Waiting for a diagnostic appointment, though, can be agonizing – and long. Across the U.S., the average wait time for a diagnostic appointment for autism is 13 months, and locally, the University of Missouri’s Thompson Center sees children within about 8 to 9 months.

While increasing the number of experts who can diagnose a child is one way to speed up the process, the training and resources needed by clinicians are continually outpaced by the demand for evaluations.

“Training highly qualified diagnosticians takes years of advanced education,” said principal investigator and Thompson Center Executive Director Dr. Stephen Kanne, who is also one of a handful of independent trainers on the ADOS-2, the gold-standard diagnostic measure for autism. “Keeping up with the need for services is a national issue in the field.”

Another solution? Use highly effective screening tools that funnel children who are most likely to have an autism diagnosis into a high-risk clinic, and those at low risk of having an autism diagnosis into clinics for more appropriate services, such as for learning disabilities or other disorders, with significantly shorter waits.

A new app called Cognoa, which allows parents to upload video of their children responding to predetermined prompts as well as completing a questionnaire, may fit the bill.

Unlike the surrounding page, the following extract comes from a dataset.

PR #869, opened 2026-08-10
Sink from-proto through a disk spool, and load without constraints

sduchesneau:
The from-proto SQL sink wrote to the database on the stream's own goroutine, with the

In a study conducted last fall, the Thompson Center led a study with two other diagnostic centers that tested Cognoa’s ability to accurately screen for children with a high-risk of autism through a complex algorithm, which produces an indication of the likelihood that the child has autism. Children ages 18 months to 6 years were offered a chance to participate in the study after first having completed the Cognoa screening process.

The app sends the uploaded video to a group of technicians trained to look for behaviors and symptoms of autism and assign each a numerical code. This data is combined with the parent’s responses to the questionnaire, producing an indication of a child’s likelihood of having autism.

With clinicians unaware of the Cognoa score from the screening, all 230 children were then given the ADOS-2 by a standard multidisciplinary diagnostic team.

The results were promising: Cognoa got the diagnosis right 71 percent of the time.

In the next phase of the study, the research team will test Cognoa with an updated version of the algorithm that the developer hopes will improve on the app’s accuracy.

“Through the wonders of machine learning and mathematics, every time more data is computed, the algorithm can adjust in response,” said Dr. Kanne. “This technology shows great promise as a litmus test for children with a question of autism and potentially reducing the wait for an expert diagnosis.”